*** Begin section ***

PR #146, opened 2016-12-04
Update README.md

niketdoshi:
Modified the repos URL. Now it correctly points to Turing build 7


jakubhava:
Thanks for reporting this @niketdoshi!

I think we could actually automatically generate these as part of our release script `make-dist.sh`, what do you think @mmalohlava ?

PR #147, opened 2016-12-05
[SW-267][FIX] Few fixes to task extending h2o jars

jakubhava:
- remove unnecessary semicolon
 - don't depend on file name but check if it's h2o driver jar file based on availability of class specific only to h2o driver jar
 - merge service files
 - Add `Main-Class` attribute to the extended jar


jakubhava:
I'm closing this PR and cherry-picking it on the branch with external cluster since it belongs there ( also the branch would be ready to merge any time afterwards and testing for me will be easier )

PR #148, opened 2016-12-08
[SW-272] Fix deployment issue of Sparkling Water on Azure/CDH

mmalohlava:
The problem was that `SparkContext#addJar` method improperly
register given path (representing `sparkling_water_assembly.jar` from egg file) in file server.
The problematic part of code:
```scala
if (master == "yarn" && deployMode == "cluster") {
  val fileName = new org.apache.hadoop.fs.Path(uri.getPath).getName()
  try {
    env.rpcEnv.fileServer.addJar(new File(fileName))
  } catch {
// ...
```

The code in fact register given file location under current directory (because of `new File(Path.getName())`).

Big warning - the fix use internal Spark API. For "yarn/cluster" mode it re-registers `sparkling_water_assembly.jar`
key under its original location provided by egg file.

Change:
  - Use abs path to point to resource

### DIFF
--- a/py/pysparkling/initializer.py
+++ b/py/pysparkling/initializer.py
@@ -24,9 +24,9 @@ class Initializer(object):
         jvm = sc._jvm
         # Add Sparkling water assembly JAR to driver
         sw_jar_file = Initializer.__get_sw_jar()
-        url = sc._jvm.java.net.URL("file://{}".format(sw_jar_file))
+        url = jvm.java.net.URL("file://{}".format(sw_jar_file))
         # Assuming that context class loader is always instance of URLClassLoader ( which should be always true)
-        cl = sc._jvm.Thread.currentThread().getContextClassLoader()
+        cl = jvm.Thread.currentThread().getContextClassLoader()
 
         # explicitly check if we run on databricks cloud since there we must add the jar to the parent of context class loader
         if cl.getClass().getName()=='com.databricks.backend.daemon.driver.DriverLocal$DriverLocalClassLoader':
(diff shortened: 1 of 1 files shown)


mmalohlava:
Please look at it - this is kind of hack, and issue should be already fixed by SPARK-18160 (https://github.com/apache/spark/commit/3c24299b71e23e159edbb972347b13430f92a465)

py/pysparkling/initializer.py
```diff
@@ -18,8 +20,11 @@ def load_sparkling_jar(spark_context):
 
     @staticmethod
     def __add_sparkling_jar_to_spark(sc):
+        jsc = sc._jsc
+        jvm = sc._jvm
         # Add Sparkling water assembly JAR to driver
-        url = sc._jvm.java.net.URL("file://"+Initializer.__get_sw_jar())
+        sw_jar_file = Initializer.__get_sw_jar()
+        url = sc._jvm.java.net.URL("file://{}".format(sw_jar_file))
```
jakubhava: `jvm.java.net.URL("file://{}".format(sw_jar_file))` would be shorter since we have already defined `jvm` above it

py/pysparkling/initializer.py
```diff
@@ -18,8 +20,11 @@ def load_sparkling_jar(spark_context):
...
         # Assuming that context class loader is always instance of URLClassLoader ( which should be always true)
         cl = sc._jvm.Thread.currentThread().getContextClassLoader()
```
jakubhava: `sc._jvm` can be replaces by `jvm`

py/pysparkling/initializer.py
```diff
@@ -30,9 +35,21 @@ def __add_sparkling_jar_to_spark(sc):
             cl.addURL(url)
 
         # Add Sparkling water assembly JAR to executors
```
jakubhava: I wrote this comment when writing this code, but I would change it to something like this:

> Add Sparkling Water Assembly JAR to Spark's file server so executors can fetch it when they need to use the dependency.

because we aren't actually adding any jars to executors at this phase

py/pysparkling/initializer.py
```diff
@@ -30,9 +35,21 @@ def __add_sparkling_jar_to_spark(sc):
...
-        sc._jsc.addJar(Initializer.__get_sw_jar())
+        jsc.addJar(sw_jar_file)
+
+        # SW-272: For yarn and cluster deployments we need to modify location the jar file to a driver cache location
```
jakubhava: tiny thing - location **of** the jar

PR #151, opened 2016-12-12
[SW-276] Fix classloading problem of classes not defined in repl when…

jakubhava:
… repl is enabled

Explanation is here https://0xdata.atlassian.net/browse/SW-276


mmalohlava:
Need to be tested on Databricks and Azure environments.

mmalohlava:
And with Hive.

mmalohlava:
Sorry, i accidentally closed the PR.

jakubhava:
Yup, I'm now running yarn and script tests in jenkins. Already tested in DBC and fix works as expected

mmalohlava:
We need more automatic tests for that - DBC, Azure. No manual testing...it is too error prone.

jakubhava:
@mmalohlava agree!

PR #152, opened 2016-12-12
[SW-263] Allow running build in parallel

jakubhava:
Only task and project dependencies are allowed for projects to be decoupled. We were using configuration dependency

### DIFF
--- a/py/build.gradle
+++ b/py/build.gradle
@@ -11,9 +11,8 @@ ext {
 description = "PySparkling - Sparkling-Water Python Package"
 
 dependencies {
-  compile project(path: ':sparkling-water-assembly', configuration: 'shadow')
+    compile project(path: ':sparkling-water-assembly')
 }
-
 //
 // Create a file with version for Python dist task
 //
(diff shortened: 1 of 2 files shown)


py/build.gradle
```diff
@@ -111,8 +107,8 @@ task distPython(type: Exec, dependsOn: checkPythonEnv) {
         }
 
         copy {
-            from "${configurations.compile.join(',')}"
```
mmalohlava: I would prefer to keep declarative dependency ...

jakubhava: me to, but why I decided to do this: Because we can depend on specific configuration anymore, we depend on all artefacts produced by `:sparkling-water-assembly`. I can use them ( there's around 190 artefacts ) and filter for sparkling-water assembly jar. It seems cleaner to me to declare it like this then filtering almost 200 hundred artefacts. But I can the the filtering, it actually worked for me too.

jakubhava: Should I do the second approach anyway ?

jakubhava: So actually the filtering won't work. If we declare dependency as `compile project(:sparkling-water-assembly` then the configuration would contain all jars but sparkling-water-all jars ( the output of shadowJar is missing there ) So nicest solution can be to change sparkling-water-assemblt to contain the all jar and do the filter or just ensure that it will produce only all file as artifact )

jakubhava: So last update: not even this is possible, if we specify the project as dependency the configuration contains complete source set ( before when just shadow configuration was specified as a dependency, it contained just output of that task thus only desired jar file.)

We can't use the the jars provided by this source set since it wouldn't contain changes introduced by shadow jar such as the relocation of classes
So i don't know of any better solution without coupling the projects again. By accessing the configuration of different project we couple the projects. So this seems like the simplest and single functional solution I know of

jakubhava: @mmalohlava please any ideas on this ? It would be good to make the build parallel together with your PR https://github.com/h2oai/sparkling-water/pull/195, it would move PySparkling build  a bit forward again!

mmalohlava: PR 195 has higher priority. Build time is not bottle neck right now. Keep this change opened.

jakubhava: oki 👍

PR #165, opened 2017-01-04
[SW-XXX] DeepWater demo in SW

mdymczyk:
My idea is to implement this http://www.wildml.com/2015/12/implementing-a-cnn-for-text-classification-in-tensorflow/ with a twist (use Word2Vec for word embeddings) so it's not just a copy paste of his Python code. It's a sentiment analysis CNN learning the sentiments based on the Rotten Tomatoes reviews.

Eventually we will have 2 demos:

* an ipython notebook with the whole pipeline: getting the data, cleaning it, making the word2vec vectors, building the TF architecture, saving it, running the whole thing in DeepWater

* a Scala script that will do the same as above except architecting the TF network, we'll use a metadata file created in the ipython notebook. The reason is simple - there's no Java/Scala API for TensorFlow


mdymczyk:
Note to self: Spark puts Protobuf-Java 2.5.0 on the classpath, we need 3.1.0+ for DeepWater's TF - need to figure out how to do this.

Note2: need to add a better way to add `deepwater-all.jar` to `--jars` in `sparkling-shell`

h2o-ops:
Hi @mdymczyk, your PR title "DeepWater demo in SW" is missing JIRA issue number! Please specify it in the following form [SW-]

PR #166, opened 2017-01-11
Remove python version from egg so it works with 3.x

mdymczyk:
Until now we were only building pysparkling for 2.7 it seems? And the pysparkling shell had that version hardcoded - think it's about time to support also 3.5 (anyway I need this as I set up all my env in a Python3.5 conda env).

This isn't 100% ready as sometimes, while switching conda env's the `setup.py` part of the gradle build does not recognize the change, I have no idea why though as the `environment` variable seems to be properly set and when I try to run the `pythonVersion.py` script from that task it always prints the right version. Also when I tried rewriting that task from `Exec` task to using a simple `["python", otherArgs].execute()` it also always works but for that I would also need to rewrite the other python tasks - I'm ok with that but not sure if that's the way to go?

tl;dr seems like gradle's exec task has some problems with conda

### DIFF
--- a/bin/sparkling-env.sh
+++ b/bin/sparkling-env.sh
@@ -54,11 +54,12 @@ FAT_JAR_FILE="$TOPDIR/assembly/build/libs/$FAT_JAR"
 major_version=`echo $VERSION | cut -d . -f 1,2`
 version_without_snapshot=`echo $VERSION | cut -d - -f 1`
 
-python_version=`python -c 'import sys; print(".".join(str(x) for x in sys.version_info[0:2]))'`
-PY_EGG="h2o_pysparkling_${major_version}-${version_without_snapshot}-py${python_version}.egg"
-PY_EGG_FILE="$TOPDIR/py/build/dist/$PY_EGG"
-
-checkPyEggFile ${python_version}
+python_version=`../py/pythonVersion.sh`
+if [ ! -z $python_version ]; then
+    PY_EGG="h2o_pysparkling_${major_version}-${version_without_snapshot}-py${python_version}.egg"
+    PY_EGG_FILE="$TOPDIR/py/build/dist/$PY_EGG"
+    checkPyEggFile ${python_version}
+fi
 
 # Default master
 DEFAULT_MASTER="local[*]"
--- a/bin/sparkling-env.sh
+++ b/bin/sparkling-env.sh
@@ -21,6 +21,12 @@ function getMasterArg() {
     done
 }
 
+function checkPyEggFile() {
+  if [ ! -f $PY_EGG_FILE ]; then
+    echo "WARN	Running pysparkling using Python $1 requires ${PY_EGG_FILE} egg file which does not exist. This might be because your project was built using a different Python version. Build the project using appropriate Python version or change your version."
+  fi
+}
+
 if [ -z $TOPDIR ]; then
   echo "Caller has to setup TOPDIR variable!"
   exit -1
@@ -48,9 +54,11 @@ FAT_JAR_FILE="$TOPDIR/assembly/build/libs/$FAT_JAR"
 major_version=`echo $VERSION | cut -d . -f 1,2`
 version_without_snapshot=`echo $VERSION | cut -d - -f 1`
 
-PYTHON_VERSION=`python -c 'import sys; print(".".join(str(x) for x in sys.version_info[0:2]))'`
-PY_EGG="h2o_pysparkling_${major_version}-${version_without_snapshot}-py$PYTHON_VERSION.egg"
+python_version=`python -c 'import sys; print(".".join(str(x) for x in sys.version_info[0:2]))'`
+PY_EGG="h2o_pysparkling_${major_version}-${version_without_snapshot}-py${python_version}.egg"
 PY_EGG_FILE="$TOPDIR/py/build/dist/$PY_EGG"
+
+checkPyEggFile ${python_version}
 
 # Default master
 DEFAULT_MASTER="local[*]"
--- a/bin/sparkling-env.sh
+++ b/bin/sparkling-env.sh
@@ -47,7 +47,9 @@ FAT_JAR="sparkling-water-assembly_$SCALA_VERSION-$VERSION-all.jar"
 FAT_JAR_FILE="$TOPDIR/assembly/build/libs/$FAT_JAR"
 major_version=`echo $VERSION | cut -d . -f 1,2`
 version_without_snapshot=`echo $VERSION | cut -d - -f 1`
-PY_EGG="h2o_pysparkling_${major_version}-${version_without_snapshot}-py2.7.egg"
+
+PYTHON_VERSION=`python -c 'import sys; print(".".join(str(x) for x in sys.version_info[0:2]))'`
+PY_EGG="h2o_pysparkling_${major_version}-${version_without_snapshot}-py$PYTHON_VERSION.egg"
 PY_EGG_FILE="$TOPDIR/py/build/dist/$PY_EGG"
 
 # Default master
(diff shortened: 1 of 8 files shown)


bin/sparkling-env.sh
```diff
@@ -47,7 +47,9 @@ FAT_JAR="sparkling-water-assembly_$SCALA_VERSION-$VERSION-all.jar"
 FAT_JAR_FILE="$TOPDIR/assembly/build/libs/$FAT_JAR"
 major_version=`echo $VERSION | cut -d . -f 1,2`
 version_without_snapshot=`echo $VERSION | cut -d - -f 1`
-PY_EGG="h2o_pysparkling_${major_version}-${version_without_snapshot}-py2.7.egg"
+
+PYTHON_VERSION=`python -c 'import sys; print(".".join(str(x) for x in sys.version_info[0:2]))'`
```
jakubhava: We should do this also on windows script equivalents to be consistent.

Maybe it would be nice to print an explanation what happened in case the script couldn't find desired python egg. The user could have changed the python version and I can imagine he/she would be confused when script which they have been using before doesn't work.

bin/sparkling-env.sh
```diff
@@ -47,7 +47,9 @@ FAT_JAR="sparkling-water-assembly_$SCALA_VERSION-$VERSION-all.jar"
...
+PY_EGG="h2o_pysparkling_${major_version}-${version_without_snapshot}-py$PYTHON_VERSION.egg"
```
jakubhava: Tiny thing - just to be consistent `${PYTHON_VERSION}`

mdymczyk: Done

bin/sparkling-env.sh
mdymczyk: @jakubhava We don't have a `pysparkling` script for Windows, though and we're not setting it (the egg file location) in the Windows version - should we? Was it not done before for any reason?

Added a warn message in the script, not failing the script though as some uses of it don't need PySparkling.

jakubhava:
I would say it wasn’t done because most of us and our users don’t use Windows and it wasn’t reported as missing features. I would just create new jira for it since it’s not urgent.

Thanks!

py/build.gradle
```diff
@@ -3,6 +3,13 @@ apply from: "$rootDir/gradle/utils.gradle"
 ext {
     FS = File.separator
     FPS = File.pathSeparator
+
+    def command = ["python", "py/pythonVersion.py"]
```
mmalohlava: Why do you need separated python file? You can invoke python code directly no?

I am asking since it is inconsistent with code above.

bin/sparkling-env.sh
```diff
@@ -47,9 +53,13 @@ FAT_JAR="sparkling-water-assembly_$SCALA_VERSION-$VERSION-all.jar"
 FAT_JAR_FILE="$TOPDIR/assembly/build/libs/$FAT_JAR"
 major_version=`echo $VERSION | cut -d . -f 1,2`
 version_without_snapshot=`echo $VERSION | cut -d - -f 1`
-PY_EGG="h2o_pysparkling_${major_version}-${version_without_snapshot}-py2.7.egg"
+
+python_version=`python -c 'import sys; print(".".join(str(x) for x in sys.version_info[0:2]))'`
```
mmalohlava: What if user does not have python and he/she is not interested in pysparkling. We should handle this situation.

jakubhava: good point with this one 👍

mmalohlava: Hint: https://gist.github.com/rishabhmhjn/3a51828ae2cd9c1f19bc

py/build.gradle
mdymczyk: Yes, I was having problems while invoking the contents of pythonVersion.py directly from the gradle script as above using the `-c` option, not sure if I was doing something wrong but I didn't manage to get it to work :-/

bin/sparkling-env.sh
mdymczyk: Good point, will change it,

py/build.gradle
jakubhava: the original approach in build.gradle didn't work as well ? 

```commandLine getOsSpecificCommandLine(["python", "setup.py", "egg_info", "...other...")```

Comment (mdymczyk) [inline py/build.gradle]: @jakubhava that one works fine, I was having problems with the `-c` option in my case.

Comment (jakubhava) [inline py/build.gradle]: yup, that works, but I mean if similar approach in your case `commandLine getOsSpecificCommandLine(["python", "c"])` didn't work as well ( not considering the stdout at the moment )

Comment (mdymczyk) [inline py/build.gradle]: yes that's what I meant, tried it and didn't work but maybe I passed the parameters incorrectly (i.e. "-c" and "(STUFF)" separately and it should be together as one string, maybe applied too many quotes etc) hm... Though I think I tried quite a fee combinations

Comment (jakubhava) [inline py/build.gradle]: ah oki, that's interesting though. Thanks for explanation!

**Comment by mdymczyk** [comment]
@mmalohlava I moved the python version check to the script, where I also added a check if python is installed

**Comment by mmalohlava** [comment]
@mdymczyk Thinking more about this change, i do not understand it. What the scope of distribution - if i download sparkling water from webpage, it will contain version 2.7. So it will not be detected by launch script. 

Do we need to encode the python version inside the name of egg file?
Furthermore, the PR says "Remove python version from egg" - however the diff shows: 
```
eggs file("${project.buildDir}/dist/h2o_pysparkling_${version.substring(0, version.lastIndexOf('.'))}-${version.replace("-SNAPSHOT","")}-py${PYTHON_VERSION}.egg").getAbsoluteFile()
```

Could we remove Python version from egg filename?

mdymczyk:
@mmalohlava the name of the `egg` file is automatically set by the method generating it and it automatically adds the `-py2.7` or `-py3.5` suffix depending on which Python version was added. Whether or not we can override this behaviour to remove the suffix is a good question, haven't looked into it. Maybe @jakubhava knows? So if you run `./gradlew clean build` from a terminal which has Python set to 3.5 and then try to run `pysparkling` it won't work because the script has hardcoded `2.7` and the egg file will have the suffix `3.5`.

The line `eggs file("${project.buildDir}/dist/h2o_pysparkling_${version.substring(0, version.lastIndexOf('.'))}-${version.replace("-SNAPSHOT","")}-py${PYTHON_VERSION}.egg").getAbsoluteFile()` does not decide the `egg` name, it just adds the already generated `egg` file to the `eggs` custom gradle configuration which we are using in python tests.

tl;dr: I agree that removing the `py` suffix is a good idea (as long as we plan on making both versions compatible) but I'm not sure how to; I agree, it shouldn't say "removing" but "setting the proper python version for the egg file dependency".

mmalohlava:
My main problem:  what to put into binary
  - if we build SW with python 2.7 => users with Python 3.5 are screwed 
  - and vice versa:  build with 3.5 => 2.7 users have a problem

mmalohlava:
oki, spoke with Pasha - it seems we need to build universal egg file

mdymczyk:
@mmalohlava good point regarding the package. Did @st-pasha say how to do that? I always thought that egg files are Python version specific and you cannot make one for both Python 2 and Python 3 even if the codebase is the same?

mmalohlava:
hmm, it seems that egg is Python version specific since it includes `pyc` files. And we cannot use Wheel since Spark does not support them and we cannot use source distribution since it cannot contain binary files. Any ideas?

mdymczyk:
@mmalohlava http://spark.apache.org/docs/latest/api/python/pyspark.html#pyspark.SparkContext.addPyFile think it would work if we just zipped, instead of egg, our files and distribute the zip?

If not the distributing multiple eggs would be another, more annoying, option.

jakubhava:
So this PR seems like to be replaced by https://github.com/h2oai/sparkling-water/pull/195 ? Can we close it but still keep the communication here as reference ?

*** End section ***

Wherever the string "dependencies" appears in the entries above, list that line.

[Result of this task]:
Only task and project dependencies are allowed for projects to be decoupled. We were using configuration dependency
 dependencies {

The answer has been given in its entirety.